PR #6248, opened 2026-08-06
CLDSRV-965: checksums feature flag

leif-scality:
- Add checksum toggle
- Enabled by default
- When set to false, checksums are no longer handled (no header is verified, no checksum is computed, no checksum is compared, no checksum is stored)
- `Content-MD5` et `x-amz-checksum-sha256` not impacted by the flag


dvasilas (approved):
As discussed, there are cases when `completeMultipartUpload` could permanently fail because parts have been enabled with checksums disabled (during upgrades, if checksums are disabled and then re-enabled).
Let's create a documentation ticket to document these cases and how they should be resolved.

leif-scality:
> As discussed, there are cases when `completeMultipartUpload` could permanently fail because parts have been enabled with checksums disabled (during upgrades, if checksums are disabled and then re-enabled). Let's create a documentation ticket to document these cases and how they should be resolved.

I think I will add an error log `"unable to calculate final object checksum, part X has no stored checksum. Object will be created with no checksum"` and accept the request. This case could also occur during the upgrades so I think the accept plus log is a better solution

dvasilas:
> > As discussed, there are cases when `completeMultipartUpload` could permanently fail because parts have been enabled with checksums disabled (during upgrades, if checksums are disabled and then re-enabled). Let's create a documentation ticket to document these cases and how they should be resolved.
> 
> I think I will add an error log `"unable to calculate final object checksum, part X has no stored checksum. Object will be created with no checksum"` and accept the request. This case could also occur during the upgrades so I think the accept plus log is a better solution

Makes sense :+1: . That's a better choice than requiring a manual intervention for each problematic MPU.
We should maybe still document the checksum coverage gap in those cases.

.github/workflows/tests.yaml
```diff
@@ -558,6 +558,55 @@ jobs:
...
+      S3BACKEND: mem
+      S3VAULT: mem
+      CLOUDSERVER_IMAGE: ghcr.io/${{ github.repository }}:${{ github.sha }}-testcoverage
+      MONGODB_IMAGE: ghcr.io/${{ github.repository }}/ci-mongodb:${{ github.sha }}
+      MPU_TESTING: 'yes'
+      S3_INTEGRITY_CHECKS_ENABLED: 'false'
+      JOB_NAME: ${{ github.job }}
+    steps:
+      - name: Checkout
+        uses: actions/checkout@v4
```
SylvainSenechal, line 577: nit: checkout v4 is getting old 🧐 v7 available

lib/api/apiUtils/integrity/validateChecksums.js
```diff
@@ -558,6 +577,13 @@ function arsenalErrorFromChecksumError(err) {
             return errMPUTypeInvalid;
         case ChecksumError.MPUTypeWithoutAlgo:
             return errMPUTypeWithoutAlgo;
+        case ChecksumError.MPUTypeNotConfigured:
+            return errMPUTypeNotConfigured;
+        case ChecksumError.MPUTypeModeMismatch:
+            return errorInstances.InvalidRequest.customizeDescription(
```
SylvainSenechal, line 583: nit: a bit weird that you bothered defining errMPUTypeNotConfigured at the top of the file, but not this error 🤔 If it's because you need the details.type, you can still define it at the top with a function that take a param and return the error

SylvainSenechal: nvm its already whats done for other custom error 🤷

leif-scality: All errors have a cloudserver definition for unit tests, in this case `ChecksumError.MPUTypeNotConfigured` only maps to `errMPUTypeNotConfigured`, but sometimes `ChecksumError` share the same arsenal error.

The goal is to separate domain errors from XML arsenal / AWS S3 error messages

lib/Config.js
```diff
@@ -584,6 +584,58 @@ function parseServerAccessLogs(config) {
...
+ */
+function parseIntegrityChecks(config) {
+    const res = { enabled: true };
+
+    if (config && config.integrityChecks) {
+        assert(
+            typeof config.integrityChecks === 'object' && !Array.isArray(config.integrityChecks),
+            'bad config: integrityChecks must be an object',
+        );
+
```
SylvainSenechal, line 619: nit: isn't this kind of stuff preferably handled by the Joi library directly 🤔

SylvainSenechal: I think its doable with joi, with like joi.default({enabled: true}) or something

But honestly whatever, half the file is joi and half the file is manual check

SylvainSenechal (approved):

lib/Config.js
leif-scality: Yea, I followed the existing pattern

lib/Config.js
```diff
@@ -584,6 +584,58 @@ function parseServerAccessLogs(config) {
     return res;
 }
 
+/**
```
BourgoisMickael, line 587: This comment looks too verbose, it concise

BourgoisMickael (approved):

lib/Config.js
leif-scality: It is verbose but it documents what the feature flag does and doesn't do. There is no useless info in it

leif-scality:
ping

• TASK GOAL
You are asked to transcribe the complete data exactly.

• SOLVED PROBLEM
PR #6248, opened 2026-08-06
CLDSRV-965: checksums feature flag

leif-scality:
- Add checksum toggle
- Enabled by default
- When set to false, checksums are no longer handled (no header is verified, no checksum is computed, no checksum is compared, no checksum is stored)
- `Content-MD5` et `x-amz-checksum-sha256` not impacted by the flag


dvasilas (approved):
As discussed, there are cases when `completeMultipartUpload` could permanently fail because parts have been enabled with checksums disabled (during upgrades, if checksums are disabled and then re-enabled).
Let's create a documentation ticket to document these cases and how they should be resolved.

leif-scality:
> As discussed, there are cases when `completeMultipartUpload` could permanently fail because parts have been enabled with checksums disabled (during upgrades, if checksums are disabled and then re-enabled). Let's create a documentation ticket to document these cases and how they should be resolved.

I think I will add an error log `"unable to calculate final object checksum, part X has no stored checksum. Object will be created with no checksum"` and accept the request. This case could also occur during the upgrades so I think the accept plus log is a better solution

dvasilas:
> > As discussed, there are cases when `completeMultipartUpload` could permanently fail because parts have been enabled with checksums disabled (during upgrades, if checksums are disabled and then re-enabled). Let's create a documentation ticket to document these cases and how they should be resolved.
> 
> I think I will add an error log `"unable to calculate final object checksum, part X has no stored checksum. Object will be created with no checksum"` and accept the request. This case could also occur during the upgrades so I think the accept plus log is a better solution

Makes sense :+1: . That's a better choice than requiring a manual intervention for each problematic MPU.
We should maybe still document the checksum coverage gap in those cases.

.github/workflows/tests.yaml
```diff
@@ -558,6 +558,55 @@ jobs:
...
+      S3BACKEND: mem
+      S3VAULT: mem
+      CLOUDSERVER_IMAGE: ghcr.io/${{ github.repository }}:${{ github.sha }}-testcoverage
+      MONGODB_IMAGE: ghcr.io/${{ github.repository }}/ci-mongodb:${{ github.sha }}
+      MPU_TESTING: 'yes'
+      S3_INTEGRITY_CHECKS_ENABLED: 'false'
+      JOB_NAME: ${{ github.job }}
+    steps:
+      - name: Checkout
+        uses: actions/checkout@v4
```
SylvainSenechal, line 577: nit: checkout v4 is getting old 🧐 v7 available

lib/api/apiUtils/integrity/validateChecksums.js
```diff
@@ -558,6 +577,13 @@ function arsenalErrorFromChecksumError(err) {
             return errMPUTypeInvalid;
         case ChecksumError.MPUTypeWithoutAlgo:
             return errMPUTypeWithoutAlgo;
+        case ChecksumError.MPUTypeNotConfigured:
+            return errMPUTypeNotConfigured;
+        case ChecksumError.MPUTypeModeMismatch:
+            return errorInstances.InvalidRequest.customizeDescription(
```
SylvainSenechal, line 583: nit: a bit weird that you bothered defining errMPUTypeNotConfigured at the top of the file, but not this error 🤔 If it's because you need the details.type, you can still define it at the top with a function that take a param and return the error

SylvainSenechal: nvm its already whats done for other custom error 🤷

leif-scality: All errors have a cloudserver definition for unit tests, in this case `ChecksumError.MPUTypeNotConfigured` only maps to `errMPUTypeNotConfigured`, but sometimes `ChecksumError` share the same arsenal error.

The goal is to separate domain errors from XML arsenal / AWS S3 error messages

lib/Config.js
```diff
@@ -584,6 +584,58 @@ function parseServerAccessLogs(config) {
...
+ */
+function parseIntegrityChecks(config) {
+    const res = { enabled: true };
+
+    if (config && config.integrityChecks) {
+        assert(
+            typeof config.integrityChecks === 'object' && !Array.isArray(config.integrityChecks),
+            'bad config: integrityChecks must be an object',
+        );
+
```
SylvainSenechal, line 619: nit: isn't this kind of stuff preferably handled by the Joi library directly 🤔

SylvainSenechal: I think its doable with joi, with like joi.default({enabled: true}) or something

But honestly whatever, half the file is joi and half the file is manual check

SylvainSenechal (approved):

lib/Config.js
leif-scality: Yea, I followed the existing pattern

lib/Config.js
```diff
@@ -584,6 +584,58 @@ function parseServerAccessLogs(config) {
     return res;
 }
 
+/**
```
BourgoisMickael, line 587: This comment looks too verbose, it concise

BourgoisMickael (approved):

lib/Config.js
leif-scality: It is verbose but it documents what the feature flag does and doesn't do. There is no useless info in it

leif-scality:
ping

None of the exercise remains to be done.